The true cost of war goes beyond the numbers of the dead and wounded that we see in textbooks, lectures, and in news reports. Each number represents a person who either perished or was injured. We overlook the extended impact that this loss of life or experience has on their families and friends. Even more, we often overlook the lasting impact that warfare has on the men and women exposed to it.
In Last Flag Flying Steve Carell (The Office, 40-Year-Old Virgin), Brian Cranston (Breaking Bad), and Laurence Fishburne (The Matrix) play veterans who reunite thirty years after serving together in Vietnam to bury one of their sons who has been killed in Iraq. Doc (Steve Carell) tracks down his friends in order to find some closure as to events they faced in their past and to find some sanity and clarity in the death of his son.
The film brings home the horror of war and demonstrates how men and women, out of a sense of duty, find themselves in the same situation as previous generations as they left home to serve their nation. The film is uncomfortable, with good reason, as it makes audiences reflect on the meaning of sacrifice, duty, and honor. The three characters offer the film the opportunity to demonstrate the contrast between youth and experience. It demonstrates how people can have the same experiences but are changed by it to varying degrees. Nothing is uniform about how they adapt to their experiences or in how they cope with the horrors they witnessed.
Last Flag Flying offers a much-needed, sobering perspective about war and how the experiences of war never quite leave those who survived. Carell, Cranston, and Fishburne offer up performances that demonstrate the power of friendship and brotherhood that forms for those who serve together. For those who served and those who haven’t, the film offers audiences the ability to gain a greater understanding of what life is like for those men and women once they take off the uniform.
By Sasha Glenn
“Last Flag Flying” is not likely to be a blockbuster at the box office. It doesn’t shock or amaze, but it does make the audience laugh at the little moments of humor in life and feel for the melancholy ones. This is a film about perspective and experience. The perspectives of three men who served in the Vietnam war and were changed forever by that experience.
The acting is very real and enjoyable Laurence Fishburne plays Richard Mueller, a now reformed preacher. Fishburne’s character balances out the darkness exhibited by Bryan Cranston as Sal Nealon, a crass, mostly inebriated, bitter, but enjoyable man. Sal is a man who is forever scarred by the time he served. He now wallows in alcohol to escape his daily pain and makes as many things as possible into a joke to mask the sadness.
As expected, Cranston, who is known for his outstanding performance in his roles in “Breaking Bad” and “Malcom in the Middle,” delivers an impeccable and authentic portrayal of his character once more.
The third man, and perhaps main focus of the film, is “Doc” Shepherd, played by Steve Carell. Carell isn’t quite as authentic in his serious role as Cranston, but that’s to be expected considering his talents mostly lie within the comedy genre.

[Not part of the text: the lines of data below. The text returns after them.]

PR #2, opened 2023-11-08
Initial owners file

bparees:


OWNERS
```diff
@@ -0,0 +1,6 @@
+reviewers:
```
bparees, line 1: note: i don't find prow's reviewer assignment to be useful so i am deliberately not populating this

vishnuchalla: late question: Does this change override all the OWNERS file that we have in PROW? 🤔

bparees: the owners file you put in prow is for who can approve merges to our CI job configs.

this owners file is for who can approve merges to this repo.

His character is awkward and almost seemingly innocent in an enjoyable way.
The plot centers around the reuniting of the three men to bury Doc’s son who has been killed while serving. Their journey is touching. The combination of humor at the right moments makes this a very enjoyable film. It isn’t necessarily one to see in theaters, but it’s definitely worth watching at home.
I give “Last Flag Flying” 4 out of 5 stars.